--- START ---

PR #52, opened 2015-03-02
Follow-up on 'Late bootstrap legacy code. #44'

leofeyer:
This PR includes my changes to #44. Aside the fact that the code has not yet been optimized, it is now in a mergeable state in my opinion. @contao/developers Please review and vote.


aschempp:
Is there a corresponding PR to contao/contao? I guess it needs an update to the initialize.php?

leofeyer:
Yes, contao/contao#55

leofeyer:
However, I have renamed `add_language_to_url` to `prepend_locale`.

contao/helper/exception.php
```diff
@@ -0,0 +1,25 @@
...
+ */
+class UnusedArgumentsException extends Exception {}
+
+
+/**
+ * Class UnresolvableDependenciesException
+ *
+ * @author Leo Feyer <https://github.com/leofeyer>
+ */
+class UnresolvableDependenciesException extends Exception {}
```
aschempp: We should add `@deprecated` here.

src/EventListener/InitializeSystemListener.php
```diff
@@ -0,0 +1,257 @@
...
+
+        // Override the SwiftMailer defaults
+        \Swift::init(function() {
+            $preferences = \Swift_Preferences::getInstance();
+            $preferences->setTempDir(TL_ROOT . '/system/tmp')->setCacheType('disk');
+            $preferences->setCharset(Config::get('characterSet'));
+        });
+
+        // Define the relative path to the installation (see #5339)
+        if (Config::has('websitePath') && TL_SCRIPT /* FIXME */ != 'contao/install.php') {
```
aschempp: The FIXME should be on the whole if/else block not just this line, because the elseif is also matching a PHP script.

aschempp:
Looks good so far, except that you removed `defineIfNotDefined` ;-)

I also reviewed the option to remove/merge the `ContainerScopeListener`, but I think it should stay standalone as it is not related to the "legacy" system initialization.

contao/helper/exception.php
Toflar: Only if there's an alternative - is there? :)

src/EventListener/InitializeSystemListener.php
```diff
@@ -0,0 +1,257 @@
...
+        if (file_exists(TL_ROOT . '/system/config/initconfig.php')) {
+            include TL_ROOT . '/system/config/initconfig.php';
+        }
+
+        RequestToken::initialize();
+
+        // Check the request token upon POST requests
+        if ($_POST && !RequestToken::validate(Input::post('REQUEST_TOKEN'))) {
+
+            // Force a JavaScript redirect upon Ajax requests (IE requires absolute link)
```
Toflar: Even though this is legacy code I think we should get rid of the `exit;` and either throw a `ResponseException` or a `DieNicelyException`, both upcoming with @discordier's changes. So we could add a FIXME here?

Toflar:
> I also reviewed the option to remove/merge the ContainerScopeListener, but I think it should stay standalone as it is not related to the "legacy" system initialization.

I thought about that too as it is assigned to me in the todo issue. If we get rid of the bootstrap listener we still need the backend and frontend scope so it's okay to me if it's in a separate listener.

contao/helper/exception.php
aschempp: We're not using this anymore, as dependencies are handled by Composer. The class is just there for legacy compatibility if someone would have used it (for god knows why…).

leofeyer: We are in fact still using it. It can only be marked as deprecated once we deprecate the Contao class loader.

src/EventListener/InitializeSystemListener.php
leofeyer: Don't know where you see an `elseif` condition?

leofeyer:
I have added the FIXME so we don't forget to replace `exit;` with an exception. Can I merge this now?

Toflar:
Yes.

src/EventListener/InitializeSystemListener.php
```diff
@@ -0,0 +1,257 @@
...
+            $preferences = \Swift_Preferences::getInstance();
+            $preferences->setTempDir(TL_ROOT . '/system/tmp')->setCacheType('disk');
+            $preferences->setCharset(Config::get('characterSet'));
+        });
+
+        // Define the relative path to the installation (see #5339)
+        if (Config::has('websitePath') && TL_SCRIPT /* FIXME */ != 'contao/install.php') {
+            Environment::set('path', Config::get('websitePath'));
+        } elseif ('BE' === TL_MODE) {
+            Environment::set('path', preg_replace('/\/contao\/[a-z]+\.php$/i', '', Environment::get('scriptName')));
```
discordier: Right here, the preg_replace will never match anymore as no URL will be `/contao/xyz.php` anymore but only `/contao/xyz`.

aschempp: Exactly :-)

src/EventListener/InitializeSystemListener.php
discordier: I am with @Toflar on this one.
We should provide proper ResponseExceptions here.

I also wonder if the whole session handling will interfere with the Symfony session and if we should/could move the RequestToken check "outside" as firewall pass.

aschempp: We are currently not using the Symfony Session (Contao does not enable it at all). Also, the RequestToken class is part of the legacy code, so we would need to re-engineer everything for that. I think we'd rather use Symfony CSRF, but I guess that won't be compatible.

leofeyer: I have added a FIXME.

--- END ---
--- START ---

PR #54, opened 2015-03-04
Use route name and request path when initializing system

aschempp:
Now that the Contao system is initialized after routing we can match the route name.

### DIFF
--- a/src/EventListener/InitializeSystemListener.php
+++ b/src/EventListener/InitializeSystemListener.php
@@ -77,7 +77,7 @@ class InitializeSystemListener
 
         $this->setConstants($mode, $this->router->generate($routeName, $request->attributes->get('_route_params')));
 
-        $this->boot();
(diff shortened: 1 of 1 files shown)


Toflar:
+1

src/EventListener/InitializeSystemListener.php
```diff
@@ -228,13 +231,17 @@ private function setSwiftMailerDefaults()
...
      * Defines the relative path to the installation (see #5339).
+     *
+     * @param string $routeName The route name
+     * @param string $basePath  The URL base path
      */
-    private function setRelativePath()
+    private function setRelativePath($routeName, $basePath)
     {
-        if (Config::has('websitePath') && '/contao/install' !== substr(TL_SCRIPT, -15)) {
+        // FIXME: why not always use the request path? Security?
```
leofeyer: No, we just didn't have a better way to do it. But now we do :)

--- END ---

§ Task to carry out
Which lines of the data contain "still"? Copy them all.

§ Solution for this problem
I thought about that too as it is assigned to me in the todo issue. If we get rid of the bootstrap listener we still need the backend and frontend scope so it's okay to me if it's in a separate listener.
leofeyer: We are in fact still using it. It can only be marked as deprecated once we deprecate the Contao class loader.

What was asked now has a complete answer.